What if we wore jacquard?
Ils déferlent chaque année dans de nombreuses collections de fin d’année. Il faut bien le concéder, le jacquard rime avec hiver. Preuve en sont ce tissu damassé remarquable de par ses couleurs variées aux reflets souvent irisés et son cousin le motif Jacquard. Comme le satin, ils ne sont pas une matière en soi, mais pour le premier une technique d’impression de motifs par tissage de fils de couleurs entrecroisés, généralement fabriqué en région Rhône-Alpes dans la pure tradition du tissage lyonnais. Pour l’autre c’est bien la façon de tricoter la maille dans la pure tradition britannique.

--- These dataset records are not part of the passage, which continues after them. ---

PR #298, opened 2022-04-22
A52: gRPC xDS Custom Load Balancer Configuration

temawi:
A new proposal for refactoring how xDS LB policy configuration is processed and how custom LB policies can be configured.


A52-xds-custom-lb-policies.md
```diff
@@ -0,0 +1,318 @@
...
+          }
+        },
+      }
+    }
+  }
+}
+```
+
+## Implementation
+Some initial refactoring to accommodate this desing has happened for Java. The Go library is yet to pick this up. In C-core the APIs that allow users to register custom LB policies are currently private. The plan is to make them public and once done this design can also be picked up for C-core.
```
markdroth, line 318: I don't think this needs to describe the current state of the implementation in each language.  If there are no implementation-specific details to describe, the "Implementation" section is not needed.

For C-core, I think this should say something like the following:

"""
In C-core, the LB policy API is not yet public, but it will be made public in the future when the EventEngine migration is far enough along to allow it.  In the interim, C-core will get the same changes to support custom xDS-based LB policies, so that when the C-core LB policy API later becomes public, this functionality will already be present.
"""

The other languages probably don't need to be mentioned at all.

markdroth (commented):
This looks really good!  Comments are mostly minor.

A52-xds-custom-lb-policies.md
```diff
@@ -0,0 +1,312 @@
+A52: gRPC xDS Custom Load Balancer Configuration
+----
+* Author(s): temawi
+* Approver: markdroth
+* Implemented in: Java, Go and C-core
+* Last updated: 2022-04-22
+* Discussion at:
```
markdroth, line 7: Please start an email thread on the grpc-io list and add a link to it here.  That will start the 10-day review period before we can merge the gRFC.

markdroth (commented):
This looks great!

A52-xds-custom-lb-policies.md
```diff
@@ -0,0 +1,312 @@
...
+  - The `hash_function` field will not be converted, but will need to be validated. Any function besides `XX_HASH` will cause the conversion to fail
+- `envoy.extensions.load_balancing_policies.round_robin.v3.RoundRobin`
+  - The gRPC policy name will be `round_robin`.
+  - Has no configuration - an empty JSON object is returned
+- `envoy.extensions.load_balancing_policies.round_robin.v3.WrrLocality`
+  - The gRPC policy name will be `xds_wrr_locality_experimental`
+  - Contains a `LoadBalancingPolicy` field that has a list of endpoint picking policies. This field will be processed by recursively calling the xDS LB policy registry, and the result will be used in the `child_policy` field in the configuration for the `xds_wrr_locality_experimental` policy (see the “xDS WRR Locality Load Balancer” sections for details on the config format).
+- `xds.type.v3.TypedStruct`
+  - This type represents a custom policy, deployed with the gRPC client by a user
+  - The gRPC policy name will be value of the `type_url` field in the `TypedStruct`, with the "`type.googleapis.com/`" prefix stripped out
```
ejona86, line 84: As we've discussed, the prefix here is weird. We probably want to follow protobuf here and use everything after the last `/`.

https://github.com/protocolbuffers/protobuf/blob/5f920d15071a160c65745568a85315cb6fd61600/src/google/protobuf/compiler/java/message.cc#L1687 (powers the [`is(Class)` function](https://github.com/protocolbuffers/protobuf/blob/5f920d15071a160c65745568a85315cb6fd61600/src/google/protobuf/compiler/java/message.cc#L1717))

A52-xds-custom-lb-policies.md
```diff
@@ -0,0 +1,312 @@
...
+To provide the `xds_wrr_locality` load balancer information about locality weights received from EDS, the cluster resolver will populate a new attribute in the resolved addresses. The new attribute will contain a map from a locality struct to a locality weight integer. Note that a change in this attribute would still allow associated subchannels to be reused - it will not affect their uniqueness.
+
+### Configuration Example
+
+This is a step-by-step example of how and example xDS configuration gets converted within a gRPC client. The example configuration is:
+
+```textproto
+{ // Cluster
+  load_balancing_policy: {
+    policies: [
```
ejona86, line 155: `[` for messages doesn't look like textproto format. The syntax highlighter is also complaining about this.

A52-xds-custom-lb-policies.md
```diff
@@ -0,0 +1,312 @@
...
+  "lb_policy_config": [
+    {
+      "xds_wrr_locality_experimental": {
+        "child_policy": [{
+          "myorg.MyCustomLeastRequestPolicy" : {
+            "choiceCount" : 2
+          },
+        }]
+      }
+  ]
```
ejona86, line 205: Missing a `}` before this.

A52-xds-custom-lb-policies.md
```diff
@@ -0,0 +1,312 @@
...
+The XdsClient will transfer the responsibility of converting the xDS configuration to the internal JSON format to a new *xDS LB policy registry*. This new registry will return an error if the xDS load balancing configuration cannot be converted, but it will not validate a converted configuration. It will be the responsibility of the XdsClient to validate that the converted configuration. It will do this by having the gRPC LB policy registry parse the configuration.
+
+The CDS resource is rejected and a NACK returned to the control plane in either of the following cases:
+
+- xDS LB policy registry cannot convert the configuration and returns an error 
+- gRPC LB policy registry cannot parse the converted configuration.
+
+### xDS LB Policy Registry
+
+This new registry will maintain a set of converters that are able to map from the xDS LoadBalancingPolicy message to the internal gRPC JSON format. The conversion process will be recursive so that e.g. the conversion of the new xDS WRR Locality policy (see below) will call into the registry to convert the child policies.
```
ejona86, line 56: @markdroth, we probably need to protect against excessive recursion in C? A malicious control plane could try to take over a client with a stack overflow. If this was in a single protobuf parsing step, then protobuf's parse depth checking would be enough. But since Any is concerned, it ends up not doing anything.

A52-xds-custom-lb-policies.md
markdroth: Textproto does actually support `[...]` for repeated fields these days.

A52-xds-custom-lb-policies.md
markdroth: Yeah, good point.  I assume we'd need to do this in all languages, not just C, since the xDS LB policy registry (whether implemented as a registry or just as a hard-coded parsing function) will do this recursion in all languages.

How about we just have a max depth of, say, 16?  Anything more than that would be NACKed.

A52-xds-custom-lb-policies.md
```diff
@@ -0,0 +1,312 @@
...
+  repeated LoadBalancingConfig xds_lb_policy = 2;
+
+}
+```
+
+To provide the `xds_wrr_locality` load balancer information about locality weights received from EDS, the cluster resolver will populate a new attribute in the resolved addresses. The new attribute will contain a map from a locality struct to a locality weight integer. Note that a change in this attribute would still allow associated subchannels to be reused - it will not affect their uniqueness.
+
+### Configuration Example
+
+This is a step-by-step example of how and example xDS configuration gets converted within a gRPC client. The example configuration is:
```
yashykt, line 150: s/and/an

A52-xds-custom-lb-policies.md
```diff
@@ -0,0 +1,312 @@
+A52: gRPC xDS Custom Load Balancer Configuration
+----
+* Author(s): temawi
+* Approver: markdroth
+* Implemented in: Java, Go and C-core
```
yashykt, line 5: Hasn't been implemented in Core yet :)

A52-xds-custom-lb-policies.md
ejona86: @markdroth, it supports `[...]` it for repeated messages? I've only seen it for repeated scalars. (In text_format.h, I think that is `SetUseShortRepeatedPrimitives(true)`.)

A52-xds-custom-lb-policies.md
temawi: I added a note about recursions deeper than 16 levels are considered invalid.

A52-xds-custom-lb-policies.md
temawi: Updated.

A52-xds-custom-lb-policies.md
yashykt: `Once a proposal is Final and if it has been implemented by a language, it can be updated to a status of Implemented with the implementing languages listed. (Listing versions is not required.)`

A52-xds-custom-lb-policies.md
```diff
@@ -0,0 +1,315 @@
...
+{
+  ...
+
+  "lb_policy_config": <array of LoadBalancingConfig JSON objects>
+  
+  ...
+}
+```
+
+The XdsClient will transfer the responsibility of converting the xDS configuration to the internal JSON format to a new *xDS LB policy registry*. This new registry will return an error if the xDS load balancing configuration cannot be converted, but it will not validate a converted configuration. It will be the responsibility of the XdsClient to validate that the converted configuration. It will do this by having the gRPC LB policy registry parse the configuration.
```
yashykt, line 47:
```suggestion
The XdsClient will transfer the responsibility of converting the xDS configuration to the internal JSON format to a new *xDS LB policy registry*. This new registry will return an error if the xDS load balancing configuration cannot be converted, but it will not validate a converted configuration. It will be the responsibility of the XdsClient to validate the converted configuration. It will do this by having the gRPC LB policy registry parse the configuration.
```

A52-xds-custom-lb-policies.md
temawi: Ok, I removed the languages for now.

A52-xds-custom-lb-policies.md
```diff
@@ -0,0 +1,315 @@
...
+// Converts an xDS cluster load balancing policy message to the internal
+// PolicyConfig JSON string.
+//
+// An error/exception will be returned if the message type
+// is not recognized, or if policy configuration is invalid in a way that
+// can't be determined by looking at the PolicyConfig output. 
+string convertToServiceConfig(envoy.config.cluster.v3.LoadBalancingPolicy loadBalancingPolicy)
+```
+
+This function will iterate over the list of `Policy` messages in `LoadBalancingPolicy`, attempting to convert each one to gRPC form, stopping at the first supported policy. The `Policy` message contains a `TypedExtensionConfig` message with the configuration information. `TypedExtensionConfig` in turn uses an Any typed `typed_config` field to store policy configuration of any type. This `typed_config` field is used to determine both the name of a policy and the configuration for it, depending on its type:
```
yashykt, line 72: So, for cases where we there are multiple policies in the list -
for example, [policyA, policyB], let's say policyB would run into an error if we tried to convert it to its JSON form, we would still accept this configuration since policyA was understood and we didn't feel the need to verify policyB.

The example can also be modified to say that policyA has troubles with JSON conversion but it is not supported, thereby being accepted by the client. In the future, the client gets updated to support policyA and it now sees a problem with the JSON conversion resulting in the new and updated client NACKing this configuration.

Is my understanding correct?

temawi: The first scenario you describe is correct. As long as the list of policies has one policy that is both supported by the client and parseable by the xds client, the configuration will be accepted.

In the second one, policyA would not be accepted since it is not supported by the client. The configuration as a whole would only be ACKed if there was another supported  policy in the list with a parseable config. If the client gets updated later to support policyA, it would still not be used if the config was invalid and the client would fall back to any other policy the config might have.

ejona86 (approved):

A52-xds-custom-lb-policies.md
```diff
@@ -0,0 +1,315 @@
...
+
+Regardless of the field that load balancing policy configuration is picked up from, internally `XdsClient` will represent the information in a uniform manner. The CDS update struct will be updated to carry LB policy configuration in JSON form. We move from an enum for the policy selection and a set of `oneof` configuration fields to having a [LoadBalancingConfig](https://github.com/grpc/grpc-proto/blob/ab96cf12ec7ce135e03d6ea91d96213fa4cb02af/grpc/service_config/service_config.proto#L560) JSON object.
+
+The load balancer config portion of the CDS update struct will change to take the following form:
+
+```c
+{
+  ...
+
+  "lb_policy_config": <array of LoadBalancingConfig JSON objects>
```
yashykt, line 41: Can you add a comment as to why this is an array?

yashykt (approved):

A52-xds-custom-lb-policies.md
temawi: It was just for compatibility with existing C config parsing libraries that expect to receive an array.

A52-xds-custom-lb-policies.md
```diff
@@ -34,7 +34,7 @@ Regardless of the field that load balancing policy configuration is picked up fr
 
 The load balancer config portion of the CDS update struct will change to take the following form:
 
-```json
+```c
```
markdroth, line 37: If this is supposed to be C, then I would format it like this:

```
struct XdsClusterResource {
  // ...

  // The gRPC LB policy config to be used as the child of the xds_cluster_impl LB policy.
  Json::Array lb_policy_config;

  // ...
}
```

markdroth (approved):
Looks great, modulo one small cosmetic comment.

A52-xds-custom-lb-policies.md
temawi: Ok I just switched to this and mentioned that this is what it would look like in C++/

The little story of the Jacquard made in lyon
The Jacquard -Sans reference to the film The visitors obviously - was created in 1801 by Joseph Marie Jacquard, a Lyonnais weaver who set the "JACQUARD WORKS";A programmable machine operating with perforated cards guiding the hooks, themselves raising the wires, in order to create complicated patterns.Very often geometric, they are not embroidered on the outside of the fabric but are indeed part of the latter by bringing it relief and nobility by their placement, as well as by the diversity of the fibers used (silk, lurex ...).
A revolutionary weaving profession for the time and still considered the ancestor of the computer as technology is evolved.The Lyonnais weaver developed it to prevent children from this meticulous work.But this invention was afraid of workers and other artisans of Lyon silk, which caused the canut revolt to deal with the competition of the machines.This technical feat ended up even attracting the attention of Napoleon Bonaparte, who strongly encouraged his creator to perfect his invention in the national interest.
The English jacquard
This technique is not to be confused with the Jacquard motif, a tradition from across the Channel and today popularized by the trend of "Christmas sweater".The so -called "jacquard" reason -troduction of "fair isle" a small shetland island north of Scotland - is a complex weaving of many sons of colors who intersecting create a pattern. It was born on theseLands with harsh winters, from the hands of marine women who knitted sweaters intended to be hot and robust.
This crafts could have been confidential, but that was without counting on the "trendy launcher" Aka the prince of Wales Edouard VIII, who, in 1921, appeared in public dressed in a vest with a very colorful Jacquard pattern.Traditionally, the "fair isle" does not imply infinite patterns knitted with a palette of five to six colors, but keeps the principle of two colors per row.Among the most classic patterns, we know the chevron and the diamond, today often supplanted by flakes or even pop culture stars like startroopers.Who does not yet have their red and white sweater at the Rennes pattern?